Have you thought to have a look at Abu Dhabi as I think they might be fairing better than DXB?


----------



## abraham (Nov 4, 2008)

Send me your CV, I am a CFO (from Chicago) for a contracting company in Abu Dhabi. I'll try to help.


----------



## jander13 (Mar 12, 2009)

> I'm an American, I flew here on a whim to take my chances here. I heard it was easy to get onstruction job but i have exhausted many routes I've been in the buiding industry for over 15 years and have been managing jobs for more than 5 but i get no offers.....Any Ideas or help?????????

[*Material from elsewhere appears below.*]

PR #363, opened 2023-08-08
Fix overflow issue introduced in 49035f4

fbossen:
Intermediate values may exceed u8 range. Use u16 instead. Also modify add to saturating add to avoid possibiliy of overflow (unconfirmed).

Well I have been running my own Piling/shoring company in U.A.E the past 6 years and market is worse than ever right now. It is very difficult to find and keep job in the construction sector, even Abu Dhabi is not doing that bright.



> Send me your CV, I am a CFO (from Chicago) for a contracting company in Abu Dhabi. I'll try to help.

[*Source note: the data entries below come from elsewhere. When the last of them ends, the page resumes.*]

PR #366, opened 2023-08-08
Deduplicate `itx_tmpl` with generics

endbr64:


randomPoison (approved):

src/itx.rs
```diff
@@ -0,0 +1,141 @@
...
+    eob: libc::c_int,
+    w: libc::c_int,
+    h: libc::c_int,
+    shift: libc::c_int,
+    first_1d_fn: itx_1d_fn,
+    second_1d_fn: itx_1d_fn,
+    has_dconly: libc::c_int,
+    bd: BD,
+) {
+    let bitdepth_max: libc::c_int = bd.bitdepth_max().to_prim();
```
kkysen, line 29: We shouldn't need to use the `.{to,from}_prim()` methods.  I think the `.as_()` method suffices (let me know if it doesn't work) and is the one meant to be used, whereas the prim ones are more for the implementation.

src/itx_tmpl_16.rs
```diff
@@ -4975,113 +4977,19 @@ unsafe extern "C" fn inv_txfm_add_c(
...
-        y_0 += 1;
-        c = c.offset(w as isize);
-    }
-    memset(
-        coeff as *mut libc::c_void,
-        0 as libc::c_int,
-        (::core::mem::size_of::<coef>() as libc::c_ulong)
-            .wrapping_mul(sw as libc::c_ulong)
-            .wrapping_mul(sh as libc::c_ulong),
+    return inv_txfm_add_rust(
```
kkysen, line 4980: nit: Don't need a `return` for the last statement in a function.

src/itx.rs
```diff
@@ -0,0 +1,141 @@
...
+use crate::include::stddef::*;
+use crate::include::stdint::*;
+
+extern "C" {
+    fn memset(_: *mut libc::c_void, _: libc::c_int, _: libc::c_ulong) -> *mut libc::c_void;
+}
+pub type itx_1d_fn =
+    Option<unsafe extern "C" fn(*mut int32_t, ptrdiff_t, libc::c_int, libc::c_int) -> ()>;
+
+pub unsafe extern "C" fn inv_txfm_add_rust<BD: BitDepth>(
```
kkysen, line 16: This only deduplicates this function in the module, right?  Could you name the commit and PR something like "`fn inv_txfm_add_rust`: Deduplicate with generics" for the next ones?

endbr64: Will do, thanks.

Abraham if it is possible I would like to introduce my company to yours and hopefully get on your sub-contractor list in case you guys need a piling/shoring contractor!


----------



## abraham (Nov 4, 2008)

send your email and I'll put you in touch with our commercial manager.


----------



## jander13 (Mar 12, 2009)

Thanks Abraham, I PMd you the information.


----------



## bigbang70 (Apr 9, 2010)

My e-mail is xxxxx


----------



## bigbang70 (Apr 9, 2010)

I have an e-mail account at yahoo. But it just shows up as xxxxx but my id is jamesp1970 if this is not deleted you should be able to figure out my e-mail


----------



## Elphaba (Jan 24, 2008)

bigbang70 said:


> I have an e-mail account at yahoo. But it just shows up as xxxxx but my id isxxxxxxxxxxx if this is not deleted you should be able to figure out my e-mail


 As I clearly said I removed the address - so you do not get inundated by spam. I advise you to contact the other poster using our Private Message facility.

-


----------



## Andy Capp (Oct 5, 2008)

You know, sometimes you do wonder why people haven't been successful in sorting a job out....


----------



## bigbang70 (Apr 9, 2010)

Are you American?????????????? Are you in Dubai?????????


----------



## jander13 (Mar 12, 2009)

> You know, sometimes you do wonder why people haven't been successful in sorting a job out....



read my mind but i had decided to keep that to myself


----------



## miggybhai (Nov 1, 2011)

abraham said:


> send your email and I'll put you in touch with our commercial manager.


Abraham im an american living in sharjah im now technically here illegally i need to know what i can do to get out of here or get a job i dont have the money to pay the fines


----------